If you have not voted or wish to change your vote, you may do so now by clicking on the link provided online. Any stockholder who has already voted and does not want to change their vote need not take any further action. The polls will remain open until immediately after any discussion on today's proposal. Kyle, please present the proposals.
Thank you, Neil. Proposal number one is for the election of the following nominees to serve as Class 1 directors on the board of directors of the company for a three-year term: Judith Gold, Paul Werbicki, and Harry Yu. All of the nominees currently are members of the board of directors of the company. Directors elected today will hold office until the company's annual meeting of stockholders in 2024 and until their respective successors are duly elected and qualified.
The company's bylaws require any stockholder desiring to nominate a person for election to the board of directors to submit such a nomination in writing and in a timely manner to the Secretary of the company. Since no such stockholder nominations were received, the nominations for election of directors are closed.
Proposal number two is for the ratification of the selection of Withum, Smith & Brown as the company's independent registered public accounting firm for the year ending December 31st, 2021.
Let's proceed with voting on the proposals. We will close the polls immediately after any discussion on these proposals.
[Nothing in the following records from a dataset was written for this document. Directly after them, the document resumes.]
PR #110, opened 2016-01-21
Add enterprise workroom test case which verifies that the default RBAC admin role assignments are present

Kami:
The title says it all.


actions/st2workroom_st2enterprise_verify_default_rbac_admin_role_assignments_are_present.yaml
```diff
@@ -0,0 +1,8 @@
+
+---
+  name: "st2workroom_st2enterprise_verify_default_rbac_admin_role_assignments_are_present"
```
manasdk, line 3: lol this name wins the award for the longest action name ever :)

PR #117, opened 2016-02-01
 End to end test for st2workroom and installer

Kami:
This pull request adds end to end test which also invoke the installer.

They are based on the existing st2workroom st2enteprise test. The only difference is that instead of providing some of the values in answer.yaml file, those values are provided via the installer and installer is also used to trigger the puppet run.


estee-tew:
https://stackstorm.slack.com/archives/stackstorm/p1454348505003815

Kami:
Note - I only added "st2enterprise" tests since they are basically a super-set of regular (non enterprise) tests.

estee-tew:
https://stackstorm.slack.com/archives/stackstorm/p1454435130004141

Kami:
Added some more checks which verify that the correct public and private key is also installed after the installer run.

rules/st2workroom_st2installer_st2enterprise_test_master_ubuntu14.yaml
```diff
@@ -0,0 +1,31 @@
+---
```
manasdk, line 1: similar rule needs to be auto-generated for versioned release pipeline. It would have to be added in the prepare_release workflow.

Can be a separate PR.

Kami, line 1: For now I'm also fine with skipping those tests in the release pipeline.

Just testing on master should be a good start.

actions/workflows/st2workroom_st2installer_st2enterprise_test.yaml
```diff
@@ -0,0 +1,134 @@
...
+      on-success: "verify_no_default_keys_are_installed_for_stanley_user"
+    -
+      name: "verify_no_default_keys_are_installed_for_stanley_user"
+      ref: "st2cd.st2workroom_verify_default_stanley_ssh_keys_are_not_installed"
+      params:
+        hosts: "{{hostname}}"
+        sudo: true
+      on-success: "run_installer"
+    -
+      name: "run_installer"
```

If you wish to vote and have not yet done so, now is the time to submit your vote by clicking on the link provided online. Any stockholder who has already returned a proxy card or voted by telephone or internet and does not want to change their vote need not take any further action. If you have not yet turned in a proxy card or voted, or if you are a stockholder of record and you wish to vote your shares in a manner different than you have indicated on your proxy card, you may do so now by clicking on the link provided online.
If there are any questions regarding the voting procedures or if any stockholder wishes to comment on or raise any questions regarding the proposals now being voted on, you may submit questions by entering your question online under the heading "Submit a Question" and clicking "Submit." If you submit a question and we don't address it during the meeting, perhaps because it wasn't related to the voting procedures or proposals, we will try to follow up with you directly at some point after the meeting. There being no further discussion of the proposals, we will now close the poll. If you wish to submit your vote or change your vote and have not already done so, please submit your vote now by clicking on the link provided online. I now declare the polls closed at 9:09 A.M. Central Time.
Based on the preliminary review of the votes cast, the inspector has informed me that the nominees for director have been duly elected and the selection of Withum, Smith & Brown PC to serve as the company's independent registered public accounting firm for the year ending December 31st, 2021, has been duly ratified. The inspector of election certificate and report on the final tabulation of the votes will be annexed to the minutes of this meeting. Final results will be published in a Form 8-K. I am aware of no other business that should be brought before this meeting, and accordingly, adjourn the meeting at 9:10 A.M. Central Time. This concludes our 2021 annual meeting of stockholders. Thank you so much for joining us here this morning. Goodbye.